The Bull's Head, Barnes

The Barnes riverside pub is putting on live music all day, a hog roast and barbeque.

373 Lonsdale Road, London, SW13 9PY

Tube: Stamford Brook Station


The Bull's Head, or 'The Bull', as it's known by locals, is located in a prominant spot in Barnes, overlooking the River Thames and boasts a long history as one of London's best-loved jazz venues. But back when it was first established in 1684 as a hostelry it made a perfect stopping off point for the many travellers to and from central London. The building was completely rebuilt in 1845 and went through various refurbishments in the late 19th century and in 1959 it became a jazz venue, a tradition which continues today with live music every night of the week. The pub has been visited by many of the world's great jazz musicians and continues that tradition on boat race day with jazz vocalist and songwriter Katriona Taylor performing a mix of latin, Brazilian, jazz and soul in the evening.


White Hart, Barnes

The Barnes pub is offering barbequed food and live music on Boat Race day.
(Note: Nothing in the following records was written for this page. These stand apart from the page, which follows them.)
PR #2245, opened 2023-11-12
Additional margin + refined overlap test for raster optimisation

jpirnay:


meerk40t/core/cutplan.py
```diff
@@ -643,8 +647,21 @@ def clear(self):
...
 
-    def optimize_rasters(self, operation_list, op_type):
+    def optimize_rasters(self, operation_list, op_type, margin):
         def generate_clusters(operation):
+            def overlapping(bounds1, bounds2, margin):
+                # The rectangles don't overlap if
+                # one rectangle's minimum in some dimension
+                # is greater than the other's maximum in
+                # that dimension.
+                flagx = (bounds1[0] - 0.5 * margin > bounds2[2] + 0.5 * margin) or (
```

The Terrace, Riverside, Barnes, London, SW13 0NR

Tube: Kew Gardens Station


Having been originally built in 1660 and then rebuilt in 1899 the White Hart in Barnes stands as a goliath of Tudor grandeur with the stunning imposing design of high Victorian Gothic. Boat Race day is a big event for the Barnes pub which is offering a three-course meal in The Terrace Kitchen from 3pm at £60 per person. Enjoy dishes like White Hart smoked salmon, cucumber and wasabi ketchup or roasted rack of Dorset lamb with rosemary and garlic mash, sautéed spinach and port jus alongside live music. Once the race glides round, diners can take a prime viewing spot on the private balcony. Alternatively, watch the race from the riverbank and grab a pint and a burger from the outside BBQ, before the DJ takes to the decks to take you into the evening.


Ship, Mortlake

This Mortlake pub is most famous for its location on the finish line.
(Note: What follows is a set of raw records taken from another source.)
PR #2253, opened 2023-11-15
Add a lock around icon generation

jpirnay:


meerk40t/gui/icons.py
```diff
@@ -569,216 +586,207 @@ def GetBitmap(
...
-                # values beyond 100 indicate lighter
-                # no change = 100
-                # What about black? This is a special case, so we only consider
-                ialpha = info_bright / 100.0
-                if color.red == color.green == color.blue == 0 and info_bright > 100:
-                    ialpha = (info_bright - 100) / 100.0
-                    cr = int(255 * ialpha)
-                    cg = int(255 * ialpha)
-                    cb = int(255 * ialpha)
+        with self._lock:
```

10 Thames Bank, London, SW14 7QR

Tube: Kew Gardens Station


Built in 1781, the Ship is without doubt most famous for its location on the finishing line of the Oxford Cambridge Boat Race. Located on the river at the end of Ship Lane in Mortlake, Chiswick Bridge - the finish line for the famous race - lies to the left and Mortlake to the right. Sitting out with a pint on the pub's terrace by the river path is a lovely way to spend a sunny Sunday enjoying the beautiful river views. As a Taylor Walker pub, it has all the hallmarks of a traditional English pub, an open fire, timber floor and beer garden but it's the secluded location with its views along the river which makes the Ship one of the most picturesque pubs in this part of Mortlake.